Pemerhati penerbangan dari CommunicAvia Gerry Soejatman mengatakan, langkah pemerintah menjadikan proyek KPBU Bandara Singkawang senilai Rp4,3 triliun sebagai percontohan sudah tepat.
"Ketika proyek tersebut dimulai dari nol diharapkan ada modifikasi, dari master desain yang sudah ditentukan, sesuai dengan kebutuhan dan karakteristik bandara. Itu justru hal yang positif," katanya kepada Bisnis.com, Senin (7/10/2019).
Dia menambahkan setiap bandara di Indonesia memiliki keunikan dan karakteristik masing-masing baik dari topografi maupun sifat pergerakan pesawat dan penumpangnya. Bila pembangunan dimulai dari nol, investor bisa memaksimalkan daya imajinasinya untuk membuat bandara lebih optimal.
Gerry memberi contoh untuk usulan desain bandara. Jika proyek greenfield, maka investor bisa bebas membuat desain sesuai dengan studi mereka yang dianggap bisa menjadikannya bermanfaat.
Namun, hal tersebut juga membutuhkan dukungan dari pemerintah daerah setempat agar persetujuan yang terkait dengan rencana pembangunan bandara tidak menjadi hambatan. Terlebih, beberapa wilayah lain di luar Jawa membutuhkan lebih banyak konektivitas udara.
Baca Juga
Dia menuturkan optimalisasi bandara bukan hanya dilihat dari sisi pendapatan, melainkan juga dari sisi kemanfaatannya terhadap daerah setempat.
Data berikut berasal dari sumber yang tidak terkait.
PR #1321, opened 2026-06-05
fix(controls): write per-control legacy data-type markers

drewpledger:
## Summary

Unifying the text and number controls onto shared `text` / `number` data-type markers caused a regression when upgrading the builder's runtime. This PR restores the per-control legacy markers on write while keeping read-side interop intact.

https://github.com/user-attachments/assets/22d46366-022e-403e-8353-79b33cc0c818

### DIFF
--- a/packages/controls/src/common/data-types.ts
+++ b/packages/controls/src/common/data-types.ts
@@ -1,31 +1,39 @@
 export const ControlDataTypeKey = '@@makeswift/type'
 
-export const DataType = {
+// TODO: Unify tag serialization for controls that share the same underlying
+// data type. For example, all plain-text controls should write the same tag
+// (e.g. `text`). This requires refactoring `ControlDefinition` so prop editing
+// remains backward-compatible when the host is running an older runtime.
+const DataType = {
   Text: 'text',
   Number: 'number',
 } as const
 
-const LegacyTextDataTypes = ['text-input::v1', 'text-area::v1'] as const
+export const TextDataTypes = {
+  textInput: 'text-input::v1',
+  textArea: 'text-area::v1',
+  code: 'code::v1',
+} as const
 
-const LegacyPropControllerTextDataTypes = [
+const PropControllerTextDataTypes = [
   'prop-controllers::text-input::v1',
   'prop-controllers::text-area::v1',
 ] as const
 
 export const AcceptedTextDataTypes = [
   DataType.Text,
-  ...LegacyTextDataTypes,
-  ...LegacyPropControllerTextDataTypes,
+  TextDataTypes.textInput,
+  TextDataTypes.textArea,
+  TextDataTypes.code,
+  ...PropControllerTextDataTypes,
 ] as const
 
-const LegacyNumberDataTypes = ['number::v1'] as const
+export const NumberDataTypes = { number: 'number::v1' } as const
 
-const LegacyPropControllerNumberDataTypes = [
-  'prop-controllers::number::v1',
-] as const
+const PropControllerNumberDataTypes = ['prop-controllers::number::v1'] as const
 
 export const AcceptedNumberDataTypes = [
   DataType.Number,
-  ...LegacyNumberDataTypes,
-  ...LegacyPropControllerNumberDataTypes,
+  NumberDataTypes.number,
+  ...PropControllerNumberDataTypes,
 ] as const
--- a/packages/prop-controllers/src/__tests__/interop.test.ts
+++ b/packages/prop-controllers/src/__tests__/interop.test.ts
@@ -4,7 +4,9 @@ import {
   Code,
   ControlDataTypeKey,
   Number as ModernNumber,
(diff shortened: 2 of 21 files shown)


packages/controls/src/common/data-types.ts
```diff
@@ -1,11 +1,16 @@
 export const ControlDataTypeKey = '@@makeswift/type'
 
+// This was an attempt to unify the data types. It caused a regression when upgrading the builder's runtime.
 export const DataType = {
```
fikrikarim: Should we remove the export here? Is this still used anywhere?

packages/prop-controllers/src/__tests__/interop.test.ts
```diff
@@ -112,12 +112,13 @@ describe('@makeswift/controls -> @makeswift/prop-controllers interop', () => {
...
       // 2. Host overrides with custom component using modern controls; on next
-      //    edit, modern toData rewrites the marker to canonical 'text'.
+      //    edit, modern toData rewrites the marker to its own legacy marker
+      //    'text-input::v1'.
       const afterModernRead = ModernTextInput().fromData(persisted as never)
       const afterModernEdit = ModernTextInput().toData(afterModernRead!)
 
       expect(afterModernEdit).toEqual({
-        [ControlDataTypeKey]: 'text',
+        [ControlDataTypeKey]: 'text-input::v1',
```
fikrikarim: Should we import the variable here instead of hardcoding the string?

packages/prop-controllers/src/__tests__/interop.test.ts
```diff
@@ -171,7 +172,7 @@ describe('@makeswift/controls -> @makeswift/prop-controllers interop', () => {
       const afterModernEdit = ModernNumber().toData(afterModernRead!)
 
       expect(afterModernEdit).toEqual({
-        [ControlDataTypeKey]: 'number',
+        [ControlDataTypeKey]: 'number::v1',
```
fikrikarim: Same as the previous comment

fikrikarim (commented):
Overall it's looking good. I have two questions:

1. Is it only a temporary solution to write the `LegacyTextDataTypes`, or is this a long term solution?

If this is a long-term solution, should we drop the `Legacy` from the naming, since it's not a `Legacy` anymore, and actually the most up-to-date data type?

2. And, the `DataType` is now technically the Legacy, since no control write that data type anymore.
```
export const DataType = {
  Text: 'text',
  Number: 'number',
} as const
```
Should we bite the bullet and just drop support for that data type? Otherwise, it's gonna be confusing if someone read the code 6 months from now and see that there's `DataType` that's not being used at all. 

AFAIK, most people that accidentally had that data type on their site already had seen the broken component on the builder anyway. If we want to play safe, perhaps we rename that one to be the `Legacy` ones?

packages/controls/src/common/data-types.ts
```diff
@@ -1,11 +1,16 @@
...
   Text: 'text',
   Number: 'number',
 } as const
 
-const LegacyTextDataTypes = ['text-input::v1', 'text-area::v1'] as const
+export const LegacyTextDataTypes = {
```
agurtovoy: I'd just call this `TextDataTypes` to avoid tainting the current code with the "legacy" prefix.

packages/controls/src/common/data-types.ts
```diff
@@ -14,18 +19,20 @@ const LegacyPropControllerTextDataTypes = [
...
+  LegacyTextDataTypes.textInput,
+  LegacyTextDataTypes.textArea,
+  LegacyTextDataTypes.code,
   ...LegacyPropControllerTextDataTypes,
 ] as const
 
-const LegacyNumberDataTypes = ['number::v1'] as const
+export const LegacyNumberDataTypes = { number: 'number::v1' } as const
 
 const LegacyPropControllerNumberDataTypes = [
```
agurtovoy: Same as above, strike "legacy" from `LegacyPropControllerNumberDataTypes` and  `LegacyNumberDataTypes`

packages/controls/src/common/data-types.ts
```diff
@@ -1,11 +1,16 @@
...
   Text: 'text',
   Number: 'number',
 } as const
 
-const LegacyTextDataTypes = ['text-input::v1', 'text-area::v1'] as const
+export const LegacyTextDataTypes = {
+  textInput: 'text-input::v1',
+  textArea: 'text-area::v1',
+  code: 'code::v1',
+} as const
```
agurtovoy, line 16: I'd add a comment here along the lines of 

> TODO: Unify tag serialization for controls that share the same underlying data type. For example, all plain-text controls should write the same tag (e.g. `text`). This requires refactoring `ControlDefinition` so prop editing remains backward-compatible when the host is running an older runtime.

agurtovoy (dismissed):
See inline comments.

Bandara sudah terbangun yang ditawarkan melalui skema KPBU justru berisiko memiliki limitasi.
Pemerintah melakukan KPBU proyek bandara yang pertama kali adalah untuk Bandara Komodo di Labuan Bajo. Kekurangan dalam proses KPBU tersebut diperbaiki dan diterapkan untuk Bandara Singkawang.
"Kalau Labuan Bajo bandaranya ini sudah ada, sehingga kreativitas peserta lelang terbatas. Terlebih, bandara tersebut memiliki banyak obstacle," ujarnya.
Pemerintah diketahui sedang menawarkan pembangunan Bandara Singkawang menggunakan skema KBPU kepada investor dalam market sounding senilai Rp4,3 triliun.
Berdasarkan data Kementerian Perhubungan, nilai investasi tersebut terdiri atas belanja modal sebesar Rp1,7 triliun dan belanja operasi sebesar Rp2,6 triliun. Adapun, hak konsesi yang ditawarkan selama 32 tahun.